Following the traditions of The Mamas & The Papas, The B-52's and the Carpenters, Tilly and the Wall's boy-girl vocal interplay revels in a wide-eyed '60s folk-pop sparkle. In only a few notes, love, sex, teen angst and death are all covered with feel-good revelry. Williams has stated that the brunt of any negative criticism the group faces falls on her shoulders, simply because it's easy to take aim at a tap dancer in such a buoyant pop group. In the wake of its first U.S. tour and the somewhat unorthodox release of its first full-length Wild Like Children, things are moving rapidly for Tilly and the Wall. "Since we put out the record, a lot of people have been listening to the music and not just focusing on the tap dancing," says Williams. "A lot of the things I'm hearing more of now are about the band, the music and the lyrical content of the songs - not just snap judgments about a dancer in the band."

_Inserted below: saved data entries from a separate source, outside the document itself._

PR #513, opened 2021-11-01
introduce a common CVSS proto message which can be supported for both v2 & v3

hkadakia:
Use-case: When extracting information from jfrog xray payload, it contains info for CVSSv3, CVSSv2, CVE & CWE. The current `cvss.proto` & `vulnerability.proto` file does not support CVSSv2 format. In order to add xray payload to grafeas vulnerability notes, we need to introduce the new field in vulnerability message.


proto/v1beta1/vulnerability.proto
```diff
@@ -146,7 +146,14 @@ message Vulnerability {
   // security tracker.
   google.protobuf.Timestamp source_update_time = 6;
 
-  // Next free ID is 7.
+  // This field tracks the CVE record for this vulnerability
+  string cve = 7;
```
aysylu, line 150: We already record this at the top-level, when we attach the Occurrence to the note and record the CVE number in `note_name`: https://github.com/grafeas/grafeas/blob/master/proto/v1beta1/grafeas.proto#L214. Does this help?

proto/v1beta1/vulnerability.proto
```diff
@@ -146,7 +146,14 @@ message Vulnerability {
...
+  // The CWE includes both software & hardware weakness types for this vulnerability.
+  repeated string cwe = 8;
```
aysylu, line 152: Are you expecting the CWEs to be treated same as CVEs? Would it make sense to attach vulnerability Occurrences to CWE notes, same as what's done for CVEs?

proto/v1beta1/vulnerability.proto
```diff
@@ -146,7 +146,14 @@ message Vulnerability {
...
+  // The full description of the CVSSv2.
+  CVSSv2 cvss_v2 = 9;
```
aysylu, line 154: We're adding CVSSv3 in #512, FYI. @nms2140 WDYT of this change to our OSS proto?

aysylu (changes requested):

proto/v1beta1/vulnerability.proto
hkadakia: Yes I think having multiple notes for each CWE & then a corr. vulnerability occurence might work. But would that mean we would have multiple vuln occurences with the same `CVSSv3` & maybe `CVSSv2`.

One other concern, if the same resource url has CVE & multiple CWEs do you see any problem when creating occurence or that should be acceptable.

proto/v1beta1/vulnerability.proto
hkadakia: The only concern as expressed below is having the same resource url across multiple occurences with different note name. (each for CVE & CWEs)

proto/v1beta1/vulnerability.proto
hkadakia: @nms2140 Any thoughts on this?

nms2140: Let me clarify this a bit:

Lets say we have a proto named CVSS:

message CVSS {
  // The base score is a function of the base metric scores.
  float base_score = 1;
  float exploitability_score = 2;
  float impact_score = 3;

  // Base Metrics
  // Represents the intrinsic and fundamental characteristics of a vulnerability that are
  // constant over time and user environments
  AttackVector attack_vector = 4;
  AttackComplexity attack_complexity = 5;
  Authentication authentication = 6;
  Impact confidentiality_impact = 7;
  Impact integrity_impact = 8;
  Impact availability_impact = 9;
  Scope scope = 9;
  PrivilegesRequired privileges_required = 7;
  UserInteraction user_interaction = 8;

  enum AttackVector {
    ATTACK_VECTOR_UNSPECIFIED = 0;
    ATTACK_VECTOR_LOCAL = 1;
    ATTACK_VECTOR_ADJACENT = 2;
    ATTACK_VECTOR_NETWORK = 3;

  }

  enum AttackComplexity {
    ATTACK_COMPLEXITY_UNSPECIFIED = 0;
    ATTACK_COMPLEXITY_HIGH = 1;
    ATTACK_COMPLEXITY_MEDIUM = 2;
    ATTACK_COMPLEXITY_LOW = 3;
    ATTACK_VECTOR_PHYSICAL = 4;
  }

  enum Authentication {
    AUTHENTICATION_UNSPECIFIED = 0;
    AUTHENTICATION_MULTIPLE = 1;
    AUTHENTICATION_SINGLE = 2;
    AUTHENTICATION_NONE = 3;
  }

  enum PrivilegesRequired {
    PRIVILEGES_REQUIRED_UNSPECIFIED = 0;
    PRIVILEGES_REQUIRED_NONE = 1;
    PRIVILEGES_REQUIRED_LOW = 2;
    PRIVILEGES_REQUIRED_HIGH = 3;
  }

   enum UserInteraction {
    USER_INTERACTION_UNSPECIFIED = 0;
    USER_INTERACTION_NONE = 1;
    USER_INTERACTION_REQUIRED = 2;
  }

  enum Scope {
    SCOPE_UNSPECIFIED = 0;
    SCOPE_UNCHANGED = 1;
    SCOPE_CHANGED = 2;
  }

  enum Impact {
    IMPACT_UNSPECIFIED = 0;
    IMPACT_HIGH = 1;
    IMPACT_LOW = 2;
    IMPACT_NONE = 3;
    IMPACT_PARTIAL = 4; 
    IMPACT_COMPLETE = 5;
  }
}

We could then represent either CVSS v2 or CVSS v3 scores with the same proto:

CVSS cvssV2 = 9;
CVSS cvssV3 = 10;

The hope is that any additional versions that are added to cvss (example: cvss v3.1), which will add yet another score will not need the addition of a new proto for representing it, but just another field, say:

CVSS cvssV3_1 = 11;

In fact, this is purely additive to the existing CVSSV3 proto, so perhaps it might make sense to add these extra fields directly in there rather than creating a new Proto. The only downside is that it is named "CVSSV3", which is going to be a little misleading.

Thoughts?

hkadakia: Creating a generic message which contains both v2 & v3 makes lot more sense & I do like the above approach since it is kinda future proof.
Adding new fields (related to v2) to "CVSSv3" could land up creating more confusion and would definitely be misleading.
If you & Aysylu agree with the above approach, I can update this PR.

nms2140: We do agree (I discussed this with her before posting it here), so please update the PR

proto/v1beta1/vulnerability.proto
aysylu: This would be WAI: we create multiple `VulnerabilityOccurrence`s for a given image, each of which is attached to a different `VulnerabilityNote` that represents a CVE. Does this help clarify the model?

proto/v1beta1/vulnerability.proto
aysylu: IIUC the model you're describing, you'd want `VulnerabilityNote` per each CVE and CWE. Then for a given affected image, you'd create `VulnerabilityOccurrence` with the same `resource_uri` and attached to the relevant `VulnerabilityNote`s that correspond to the CVEs/CWEs. The score is per `VulnerabilityOccurrence`, so yes, they may have similar CVSS v2 and v3 scores across multiple.

proto/v1beta1/vulnerability.proto
aysylu: @hkadakia: I agree with @nms2140. Re backwards compatibility: for v1beta1, there are no backwards compatibility guarantees, and this is the version used by the OSS Grafeas server implementation. The story for v1 is different, since it's required to have backwards-compatible changes only.

aysylu (changes requested):
Please see the discussion of cvss v2 vs v3 for the requested changes. Thanks!

proto/v1beta1/vulnerability.proto
nms2140: @hkadakia I am blocked on using this CVSS proto - I had been about to start off on some work involving CVSS when this PR came in (https://github.com/grafeas/grafeas/pull/512). Since I found out about this I thought I would use this new proto instead. I plan to start working on a PR to do this tomorrow so I can unblock myself.

hkadakia: I was about to start working on this PR. If you don't mind waiting for a day or two I can get that done. Let me know what works for you.

hkadakia: @nms2140 I have updated the PR based on your comments above. Let me know if there is any additional change.

proto/v1beta1/cvss.proto
```diff
@@ -21,8 +21,7 @@ option java_multiple_files = true;
 option java_package = "io.grafeas.v1beta1.vulnerability";
 option objc_class_prefix = "GRA";
 
-// Common Vulnerability Scoring System version 3.
-// For details, see https://www.first.org/cvss/specification-document
+// Deprecated. See CVSS instead
```
aysylu, line 24: could we delete this altogether? v1beta1 implies some backwards-incompatibility is OK and it's better than have confusing similar-looking protos sprinkled through the definitions

proto/v1beta1/vulnerability.proto
```diff
@@ -146,7 +146,11 @@ message Vulnerability {
   // security tracker.
   google.protobuf.Timestamp source_update_time = 6;
 
-  // Next free ID is 7.
+  // The full description of the CVSS.
+  CVSS cvss_v2 = 7;
+  CVSS cvss_v3_0 = 8;
```
aysylu, line 151: let's just update the field type for cvss_v3 instead of creating a new field?

aysylu (changes requested):

proto/v1beta1/vulnerability.proto
nms2140: The new proto lgtm

aysylu (approved):

proto/v1beta1/vulnerability.proto
aysylu: Thank you both!

aysylu:
@hkadakia: this all looks great, merging. Thanks for your contribution, this is a big improvement!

It's no surprise that in finding new listeners across the country, Tilly and the Wall has acquired a more accepting audience. Live, the group's presence is like watching a high school talent show. Pressnall and Williams, along with keyboard player Nick White (Bright Eyes) and vocalists Kianna Alarid and Neely Jenkins stand stiff-legged and shoulder-to-shoulder. As each member sways to the music, Williams' metallic snap and rattle takes shape as the percussive part of each song. Upon initial viewing, her dancing seems like a bit of a gimmick, but after closer inspection, the functional and experimental qualities of her role in the group reveal themselves.

Youth Gone Wild

Prior to Wild Like Children, Tilly and the Wall self-released a CD-R EP titled Woo!. The EP was recorded by Bright Eyes songwriter Conor Oberst and mixed by AJ Mogis at Presto Studios in Lincoln, NE, the same production set-up that's responsible for the majority of Saddle Creek Records' output. The six songs that make up the recording portray the group as a sunny and fey pop ensemble. While the songwriting and wavering production qualities culminate in breezy and decisive melodies, Woo! offered only a glimpse at the shape of things to come.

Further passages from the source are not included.